What needs to be done: Repeat word for word the opening stretch of the entries, from the first line through the line containing "Closes: none?".

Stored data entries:
# # # # #
PR #26044, opened 2021-02-06
Core/GameObjects: Add GameObjectPlaySpellVisual

Golrag:
**Changes proposed:**

-  Allow GameObjects to send SMSG_GAME_OBJECT_PLAY_SPELL_VISUAL
-  Also updates the correct update field

- master

**Issues addressed:**

Closes: none?

**Tests performed:**

- Builds

- none

**Notes:**
- Based on the structure of WPP
- Can be used for Capture Points

### DIFF
--- a/src/server/game/Entities/GameObject/GameObject.cpp
+++ b/src/server/game/Entities/GameObject/GameObject.cpp
@@ -2758,6 +2758,17 @@ void GameObject::SetAnimKitId(uint16 animKitId, bool oneshot)
     SendMessageToSet(activateAnimKit.Write(), true);
 }
 
+void GameObject::SetSpellVisualId(int32 spellVisualId, ObjectGuid activatorGuid)
+{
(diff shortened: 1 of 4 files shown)


src/server/game/Entities/GameObject/GameObject.cpp
```diff
@@ -2777,6 +2777,16 @@ class GameObjectModelOwnerImpl : public GameObjectModelOwnerBase
     GameObject* _owner;
 };
 
+void GameObject::SetSpellVisual(int32 spellVisualId, ObjectGuid activatorGuid)
+{
+    SetUpdateFieldValue(m_values.ModifyValue(&GameObject::m_gameObjectData).ModifyValue(&UF::GameObjectData::SpellVisualID), spellVisualId);
```
Shauren, line 2782: should it really always set the visual permanently?

Golrag: I only checked the capture points in Arathi Basin and Battle for Gilneas at the end of the legion expansion, the value was send in the update object packet after. Not sure if other types of gameobject have different behaviour

PR #26055, opened 2021-02-08
Core/SmartScripts: new FlagsArgument for SmartActionSummonCreature

matanshukry:
**Changes proposed:**

Added flags for smart action summon creature: 
- prefer unit (important due to the source in smart events)
- personal spawn

- [ ] 3.3.5
- [x] master

**Issues addressed:**

**Tests performed:**

- [x] It builds
- [x] Tested in-game


matanshukry:
@Shauren review this please.

src/server/game/AI/SmartScripts/SmartScript.cpp
```diff
@@ -1182,10 +1182,14 @@ void SmartScript::ProcessAction(SmartScriptHolder& e, Unit* unit, uint32 var0, u
         }
         case SMART_ACTION_SUMMON_CREATURE:
         {
-            WorldObject* summoner = GetBaseObjectOrUnit(unit);
+            EnumFlag<SmartActionSummonCreatureFlags> flags(static_cast<SmartActionSummonCreatureFlags>(e.action.summonCreature.flags));
+            bool preferUnit = flags.HasFlag(SmartActionSummonCreatureFlags::PreferUnit);
+            WorldObject* summoner = preferUnit ? (unit ? unit : GetBaseObject()) : GetBaseObjectOrUnit(unit);
```
BAndysc, line 1187: I do not like it works in quite nondeterministic way. 

The purpose of the flag is to use action invoker as the summoner. So why fallback to BaseObject when invoker is null?

I’d rather keep it simple and obvious - instead of `prefer unit`, imho it is better to make the flag `use invoker as summoner`. And if there is no invoker, then simply do not summon unit.

I do not see any reason why fallback to BaseObject will be good. If someone needs to use invoker as summoner, then he has valid reason not to use BaseObject (for instance making it personal spawn)

matanshukry: Cool, I agree.
I'm keeping the other side (without the flag) with the fallback though, due to compatibility.

illfated:
Good PR title. Thank you. 👍🏻

PR #26065, opened 2021-02-09
Core/SmartAI: AI change on charmed

### LINKED ISSUE #23582: [3.3.5]Spell: Enslave Demon
**Description:**

Bug with warlock's Enslave Demon

**Current behaviour:**

1. Warlocks can cast Enslave Demon, even they have not dismissed their pets.
2. Warlock cannot control enslaved demon to attack, but can let them follow, stop and use their spell.
3. Enslaved demons' spell have no gcd. For example, when you enslave a elite Felguard in Blasted Lands, it can spell Mortal Strike as fast as your button clicking.

**Expected behaviour:**

1. Warlocks can only ensalve Demon when their pets are already dismissed.
2. Enslaved demons should be able to attcak.
3. Enslaved demons' spell should have gcd and cd.

1. .go c id 8717
2. enslave it
3. try above issues.

**Branch(es):**

3.3.5

**TC rev. hash/commit:** 

4dbdc22b3b5770ff8252ea057bf7a7a92dcb31cb

**Operating system:** CentOS 7

### LINKED ISSUE #25982: Priest - Mind Control VS mobs : no melee attack ?
**Description:**

Mind control currently works on humanoids mobs (spells, movements, behaviour) but no melee attack is performed. 

**Expected behaviour:**

Mind controled mobs should be able to perform melee attack ('claws' icon). Is this something I've never noticed ? Everything else is fine.

1. Mind control an humanoid mob
2. Attack some other mob
3. Try to initiate a melee attack =>  nothing happens
4. Spells, movements, etc are working as expected

**Branch(es):**

3.3.5

**TC rev. hash/commit:** 

TC> TrinityCore rev. 1ff4a7e75b56+ 2021-01-27 02:04:30 +0200 (3.3.5 branch) (Unix, RelWithDebInfo, Static)
Using SSL version: OpenSSL 1.1.1d  10 Sep 2019 (library: OpenSSL 1.1.1d  10 Sep 2019)
Using Boost version: 1.67.0
Using MySQL version: 100327
Using CMake version: 3.13.4
Compiled on: Linux 5.4.78-2-pve
MMAPs status: Enabled
maps directory located in ../../data/maps. Total size: 251987687 bytes
vmaps directory located in ../../data/vmaps. Total size: 658130721 bytes
mmaps directory located in ../../data/mmaps. Total size: 1962380076 bytes
Using enUS DBC Locale as default. All available DBC locales: enUS
Using World DB: TDB 335.21011

**Operating system:** 

Debian Buster 10.7

engilas:
**Changes proposed:**

-  SmartAI calls base method UnitAI::OnCharmed to update AI on charmed

Without this change, charmed creature can't update AI.

- [x] 3.3.5
- [ ] master

**Issues addressed:**

Closes #25982 (melee attack works correctly)
Partially #23582 (part 2: Enslaved demons should be able to attcak)

**Tests performed:**

Built and tested with warlock's 'Enslave Demon' spell, priest's 'Mind control' spell.

### DIFF
--- a/src/server/game/AI/SmartScripts/SmartAI.cpp
+++ b/src/server/game/AI/SmartScripts/SmartAI.cpp
@@ -704,7 +704,8 @@ void SmartAI::OnCharmed(bool isNew)
 
     GetScript()->ProcessEventsFor(SMART_EVENT_CHARMED, nullptr, 0, 0, charmed);
 
-    UnitAI::OnCharmed(isNew);
+    if (!GetScript()->HasAnyEventWithFlag(SMART_EVENT_FLAG_WHILE_CHARMED)) // we can change AI if there are no events with this flag
+        UnitAI::OnCharmed(isNew);
 }
 
 void SmartAI::DoAction(int32 param)
--- a/src/server/game/AI/SmartScripts/SmartAI.cpp
+++ b/src/server/game/AI/SmartScripts/SmartAI.cpp
@@ -669,7 +669,7 @@ void SmartAI::PassengerBoarded(Unit* who, int8 seatId, bool apply)
     GetScript()->ProcessEventsFor(apply ? SMART_EVENT_PASSENGER_BOARDED : SMART_EVENT_PASSENGER_REMOVED, who, uint32(seatId), 0, apply);
 }
 
-void SmartAI::OnCharmed(bool /*isNew*/)
+void SmartAI::OnCharmed(bool isNew)
 {
     bool const charmed = me->IsCharmed();
     if (charmed) // do this before we change charmed state, as charmed state might prevent these things from processing
@@ -703,6 +703,8 @@ void SmartAI::OnCharmed(bool /*isNew*/)
     }
 
     GetScript()->ProcessEventsFor(SMART_EVENT_CHARMED, nullptr, 0, 0, charmed);
+
+    UnitAI::OnCharmed(isNew);
 }
 
 void SmartAI::DoAction(int32 param)
--- a/src/server/game/AI/SmartScripts/SmartScript.cpp
+++ b/src/server/game/AI/SmartScripts/SmartScript.cpp
@@ -60,6 +60,7 @@ SmartScript::SmartScript()
     mCurrentPriority = 0;
     mEventSortingRequired = false;
     mNestedEventsCounter = 0;
+    mAllEventFlags = 0;
 }
 
 SmartScript::~SmartScript()
@@ -3836,15 +3837,13 @@ void SmartScript::FillScript(SmartAIEventList e, WorldObject* obj, AreaTriggerEn
 
         if (scriptholder.event.event_flags & SMART_EVENT_FLAG_DIFFICULTY_ALL)//if has instance flag add only if in it
         {
-            if (obj && obj->GetMap()->IsDungeon())
-            {
-                if ((1 << (obj->GetMap()->GetSpawnMode()+1)) & scriptholder.event.event_flags)
-                {
-                    mEvents.push_back(scriptholder);
-                }
-            }
-            continue;
+            if (!(obj && obj->GetMap()->IsDungeon()))
+                continue;
+
+            if (!(1 << (obj->GetMap()->GetSpawnMode() + 1) & scriptholder.event.event_flags))
+                continue;
         }
+        mAllEventFlags |= scriptholder.event.event_flags;
         mEvents.push_back(scriptholder);//NOTE: 'world(0)' events still get processed in ANY instance mode
     }
 }
--- a/src/server/game/Entities/Unit/Unit.cpp
+++ b/src/server/game/Entities/Unit/Unit.cpp
@@ -9511,7 +9511,6 @@ void Unit::ScheduleAIChange()
         RestoreDisabledAI();
         PushAI(nullptr); //This could actually be PopAI() to get the previous AI but it's required atm to trigger UpdateCharmAI()
     }
-    RefreshAI();
 }
 
 void Unit::RestoreDisabledAI()
--- a/src/server/game/Entities/Unit/Unit.cpp
+++ b/src/server/game/Entities/Unit/Unit.cpp
@@ -9511,6 +9511,7 @@ void Unit::ScheduleAIChange()
         RestoreDisabledAI();
         PushAI(nullptr); //This could actually be PopAI() to get the previous AI but it's required atm to trigger UpdateCharmAI()
     }
+    RefreshAI();
 }
 
 void Unit::RestoreDisabledAI()
--- a/src/server/game/AI/SmartScripts/SmartScript.h
+++ b/src/server/game/AI/SmartScripts/SmartScript.h
@@ -56,6 +56,7 @@ class TC_GAME_API SmartScript
         uint32 GetPathId() const { return mPathId; }
         WorldObject* GetBaseObject() const;
         WorldObject* GetBaseObjectOrPlayerTrigger() const;
+        bool HasAnyEventWithFlag(uint32 flag) const { return mAllEventFlags & flag; }
         static bool IsUnit(WorldObject* obj);
         static bool IsPlayer(WorldObject* obj);
         static bool IsCreature(WorldObject* obj);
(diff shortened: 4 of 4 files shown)


src/server/game/Entities/Unit/Unit.cpp
```diff
@@ -9511,6 +9511,7 @@ void Unit::ScheduleAIChange()
         RestoreDisabledAI();
         PushAI(nullptr); //This could actually be PopAI() to get the previous AI but it's required atm to trigger UpdateCharmAI()
     }
+    RefreshAI();
```
jackpoz, line 9514: the whole point of ScheduleAIChange() is to not change it during this world update tick but on next one to avoid crashes

jackpoz (changes requested):

src/server/game/AI/SmartScripts/SmartAI.cpp
```diff
@@ -703,6 +703,8 @@ void SmartAI::OnCharmed(bool /*isNew*/)
     }
 
     GetScript()->ProcessEventsFor(SMART_EVENT_CHARMED, nullptr, 0, 0, charmed);
+
+    UnitAI::OnCharmed(isNew);
```
jackpoz, line 707: did you check CreatureAI::OnCharmed() too ? any idea about which one of the 2 should be called (as CreatureAI is the base class of SmartAI) and what kind of issues the 2 might create ?

jackpoz: By looking at https://github.com/TrinityCore/TrinityCore/blob/e33384d4ddbd4477f8cc5cae6e0679ab914595a5/src/server/game/AI/CoreAI/UnitAI.h#L148-L152 it seems UnitAI::OnCharmed(isNew) is does the same as what the comment says, so calling ScheduleAIChange() , without having to trigger anything more that CreatureAI might do.
So this change should be ok.

src/server/game/Entities/Unit/Unit.cpp
engilas: Yes, refresh is unnecessary, tested without it.

jackpoz:
one thing that I wonder is if for some reason SmartAI should still stay even when charmed.
@offl do you see any issue with this PR ? is it ok if a SmartAI creature loses the SmartAI while being charmed and then regains it when the charm goes away ?

offl:
> is it ok if a SmartAI creature loses the SmartAI while being charmed and then regains it when the charm goes away ?

We have SMART_EVENT_FLAG_WHILE_CHARMED (Event can occur while player controlled)
Means we want SmartAI being active even if creature is charmed

engilas:
It's too many logic in PetAI for commands, I think I can close this PR.

jackpoz:
we can leave it open for a while as a why to discuss about the issue. it makes no sense to me that every single SAI creature doesn't change AI when charmed but it might take some time before we can merge this

jackpoz:
@engilas we came up with a compromise: SmartAI::OnCharmed() should schedule an AI change if there are no events with SMART_EVENT_FLAG_WHILE_CHARMED flag (since there are quests that require SAI to trigger some script stuff when charmed).

This should fix the issue in most of the cases, except for some cases where we still need SAI.

I don't know if there is some sort of "IsThereAnyEventWithFlag(flag)" that we can use or if we need to implement it, is that something you would like to work on or should I assign it to myself ?

engilas:
@jackpoz Yes, I can try to implement it

engilas:
@jackpoz added check for flag SMART_EVENT_FLAG_WHILE_CHARMED

ccrs:
SmartAI cant go, must stay, this way smart scripts can keep control on what happens.

The problem is that, as discussed here and a couple years ago, there is no implementation for PetAI-like features, like commands and such. I remember rising this myself. Nothing was finally done, left as is.

ccrs:
> @engilas we came up with a compromise: SmartAI::OnCharmed() should schedule an AI change if there are no events with SMART_EVENT_FLAG_WHILE_CHARMED flag (since there are quests that require SAI to trigger some script stuff when charmed).
> 
> This should fix the issue in most of the cases, except for some cases where we still need SAI.
> 
> I don't know if there is some sort of "IsThereAnyEventWithFlag(flag)" that we can use or if we need to implement it, is that something you would like to work on or should I assign it to myself ?

Aaaaand I didnt read that, sorry. Feels ok I guess, though number of world creatures without SAI should be quite low, right?

BAndysc:
@jackpoz @engilas 
> SmartAI::OnCharmed() should schedule an AI change if there are no events with SMART_EVENT_FLAG_WHILE_CHARMED flag (since there are quests that require SAI to trigger some script stuff when charmed).

IMHO this introduces hard to follow behaviour when writing script. A small flag in one single event can change the behaviour of the whole script! I do not like it. I can imagine someone copies  an event from another script which has that flag and unintentionally changes the behaviour when charmed (even if event seems unrelated). Or the other way around: someone fix the script by changing the events and unintentionally removes the event with the flag, because it is hard to spot.

Wouldn't it be better to add action SMART_ACTION_USE_SMART_AI_WHEN_CHARMED that you would use in AIIntialize method? Thanks to this, there is no way someone will miss the fact the script has such behaviour.

And you can automatically at such action to all scripts where at least one event has the flag to mimic the behaviour. But in the future scripts, it will be clear user choice to decide

offl:
Personally I treat it as temp solution because it's indeed not really what we need simply because we are checking if creature has event with CHARMED flag but it's not correct in first place because that flag is linked to action id and not to creature entry. And there should be no such flag linked to creature entry because we already know some of those charmed creatures with SAI should attack in melee.

SAI just should not break Charmed AI logic but since it does and breaks hundreds and thousands creatures, that solution is better than nothing.

BAndysc:
Still, if we want to temporary hack, then imho it is better to do it explicitly (new action) than implicitly (with event flag).

offl:
What is the actual problem with making creature attack in melee and use SAI if charmed? Too hard to implement?
The thing is even if we remove SMART_EVENT_FLAG_WHILE_CHARMED from nearly all creatures(I'll remove it anyway today with or withot this PR) and fix melee attack for charmed SAI creatures, some of them will be broken because not all of them should attack in melee. However some of them will be fixed. The broken ones should be fixed manually by adding passive reactstate or their melee attack should be disabled, depends on case

This is not about flags and only about conflicts between SAI logic and Charmed logic

ccrs:
I agree with @offl , this temporal solution feels the most suitable
- The flag is already present and nothing needs to be changed.
- When it was introduced additional work was done in form of update scripts and manual updates to adapt all existing SAI scripts
- Code modification is minimal

a new event is overkill imo

src/server/game/AI/SmartScripts/SmartScript.cpp
```diff
@@ -3836,15 +3837,13 @@ void SmartScript::FillScript(SmartAIEventList e, WorldObject* obj, AreaTriggerEn
...
-                }
-            }
-            continue;
+            if (!(obj && obj->GetMap()->IsDungeon()))
+                continue;
+
+            if (!(1 << (obj->GetMap()->GetSpawnMode() + 1) & scriptholder.event.event_flags))
+                continue;
         }
+        mAllEventFlags |= scriptholder.event.event_flags;
```
jackpoz, line 3846: I wonder if we should reset mAllEventFlags before this loop in case SAI table is reloaded at runtime

jackpoz:
I honestly don't want to re-implement PetAI (and PossessedAI) in SmartAI, have 2 different implementation for the same logic.

Charming a creature is not just about "melee attacks", there's a lot more logic into it, which is why there are AI classes that do only that.

This PR is supposed to be a compromise for the time being until someone feels like untangling this mess that SmartAI is based on, with "let's reimplement everything in SmartAI implementation ignoring everything that CreatureAI already handles". I've seen this already with starting/pausing/stopping a waypoint path.

An alternative could be have SmartAI instantiate PossessedAI/PetAI and call its hooks and process the SMART_EVENT_FLAG_WHILE_CHARMED events, but it's just an idea. I'm not even sure if the scripters should be able to override PossessedAI/PetAI actions but that's another story.

src/server/game/AI/SmartScripts/SmartScript.cpp
engilas: We don't update instance of SmartScript, instead we create new instances
https://github.com/TrinityCore/TrinityCore/blob/bf0975f658d5777f0a2812507ab0cca462b18ea7/src/server/game/AI/SmartScripts/SmartScriptMgr.cpp#L335-L343
I think the creatures still have the old version of SAI after reload

ccrs:
we're on the same page, I agree

jackpoz (approved):

ghost (approved):
Nice.

jackpoz:
Thanks for the PR :)

Issue #15870, opened 2015-11-16
[3.3.5] Sentry Totem


Keader:
spell 6495 = [Sentry Totem]

When using the spell Sentry Totem, the shaman gains the place of vision where the totem is left.
The view changes with the player by right-clicking on the buff Sentry Totem.

Issue:

After using the spell the player and the totem gain buff Bind Sight (PT) [id: 6277]
However if the shaman uses any spell or use any mount, loses Bind Sight (PT) and the view can not be changed for the Totem.
I believe also that the aura Bind Sight (PT) should be invisible.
# # # # #
Exercise output:
PR #26044, opened 2021-02-06
Core/GameObjects: Add GameObjectPlaySpellVisual

Golrag:
**Changes proposed:**

-  Allow GameObjects to send SMSG_GAME_OBJECT_PLAY_SPELL_VISUAL
-  Also updates the correct update field

- master

**Issues addressed:**

Closes: none?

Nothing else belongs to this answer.